Леха поправил детектор, еще раз глянул на портрет Гитлера и пошел вперед.
…
Коридор поворачивал направо и дальше шел по прямой. Одна стена была пустой, если не считать нескольких светильников и кабеля. Вдоль второй шел ряд дверей. Все были открыты. Внутри комнат — столы, шкафы, стеллажи с какими то бумагами. Копаться в них сейчас желания не нашлось ни у кого. Посередине одного из кабинетов расположился роскошный "шокер". Леха направил на него детектор, потом потопал дальше. Предпоследняя комната была выложена кафельной плиткой.
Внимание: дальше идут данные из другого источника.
PR #1493, opened 2020-08-05
Fix URL for Docker GPG key

aahlenst:
Furthermore, I changed the URL to the one recommended in the Docker docs (see https://docs.docker.com/engine/install/debian/).

### DIFF
--- a/ansible/playbooks/AdoptOpenJDK_Unix_Playbook/roles/Docker/tasks/main.yml
+++ b/ansible/playbooks/AdoptOpenJDK_Unix_Playbook/roles/Docker/tasks/main.yml
@@ -212,7 +212,7 @@
 
 - name: Add Docker GPG apt key for Raspbian
   apt_key:
-    url: htps://yum.dockerproject.org/gpg
+    url: https://download.docker.com/linux/debian/gpg
     state: present
   when:
     - docker_installed.rc != 0


aahlenst:
Further down, they state:

> Note: This procedure works for Debian on x86_64 / amd64, Debian ARM, or Raspbian.
> (...)
> $ sudo apt-get update
> $ sudo apt-get install docker-ce docker-ce-cli containerd.io

So they seem to contradict themselves. Considering that I've provisioned a Raspbian 10 machine with the playbook and https://github.com/AdoptOpenJDK/openjdk-infrastructure/blob/87ad1d3bb2982ab650f347b7de9cbbed295a853d/ansible/playbooks/AdoptOpenJDK_Unix_Playbook/roles/Docker/tasks/main.yml#L297-L305 installs via apt, should I really rework the playbook to use that script?

aahlenst:
I need to correct myself: Because it's Raspbian 10, I actually got `docker.io`, the Debian package. So the relevant section for my change would be https://github.com/AdoptOpenJDK/openjdk-infrastructure/blob/87ad1d3bb2982ab650f347b7de9cbbed295a853d/ansible/playbooks/AdoptOpenJDK_Unix_Playbook/roles/Docker/tasks/main.yml#L287-L295.

Willsparker:
Hmm okay- If it works, I think this is the best way to do it then, for the sake of consistency among the tasks.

— Медпункт тут был, что ли?
— Великовато для медпункта.
Я провел пучком света от нашлемника по стенам, заглянул в проем в стене. Еще одна такая же. Оборудование вывезено, только с потолка свисает хромированная хирургическая люстра.
— Операционная, — сказал Лось сзади.
— Может быть… Может быть…
Последняя дверь в коридоре вместо номера имела именную табличку. Готическими буквами было написано: "Standartenführer Brandt".
— Разобрать можешь? — поинтересовался Лось.
— Могу. Написано: штандартенфюрер Бранд.
— Типа генерала ихнего?
— Соответствует армейскому званию полковника, — Я толкнул дверь, — Заперто.
— Не проблема.
Лось отодвинул меня, примерился и засадил ногой в дверь над замком. Деревянный косяк расщепился и та распахнулась. Тоже стол, шкафы, бумаги. Рядом со столом стоял большой несгораемый шкаф. Я повернул ручку, потянул — дверь открылась. Пусто.
— Вряд ли мы здесь найдем что-то кроме старой бумаги, — сказал Лось.
Я кивнул.
— Согласен. Немцы здесь явно что-то исследовали, но когда комплекс нашли после войны, наши все вывезли. Осталась музейная макулатура и пост, который никому не был особо нужен.
— Но требования секретности здесь были очень высокие.
— В Союзе вообще все секретили по-черному.
Я взял одну из папок, лежавших на стеллаже. Штамп "Ahnenerbe", германский орел посередине, в углу штамп "Geheime Reichssache".
— Аненербе, "Секретно".
— Учил язык?
— Армейским переводчиком был.
— Разведка?
— Ага, — я полистал бумаги, положил папку на место и взял другую, — Отчеты какие-то. Лекарства, химия, опыты… Что-то они тут исследовали. Знать бы: что?
— "Аненербе" — это ведь оккультное общество какое то было у нациков? — Спросил Леха.
— Да. Мистика, оккультизм, происхождение индо-германцев, антропология…
— Кого-кого?
— В Рейхе слово "ариец" употреблялось только в разговорной речи. Правильный термин: "индо-германская раса". Или просто "германская".
— А как же Штирлиц, который истинный ариец?
— Ну это же кино, — я пожал плечами. — Там в "17 мгновениях" выдумок вообще довольно много. Например все эсэсовцы в парадной форме каждый день, а на самом деле они ее надевали два раза в год.
За разговором я наскоро просматривал остальные папки, пролистывая пожелтевшие листы с машинописным готическим текстом. Забирать ничего не стал, оставив документы на стеллаже.
— Возвращаемся. Ничего интересного.
Лось кивнул. Сталкеры потянулись к выходу. Я вышел последним и прикрыл за собой дверь. Балу посмотрел на меня и снова отвел глаза.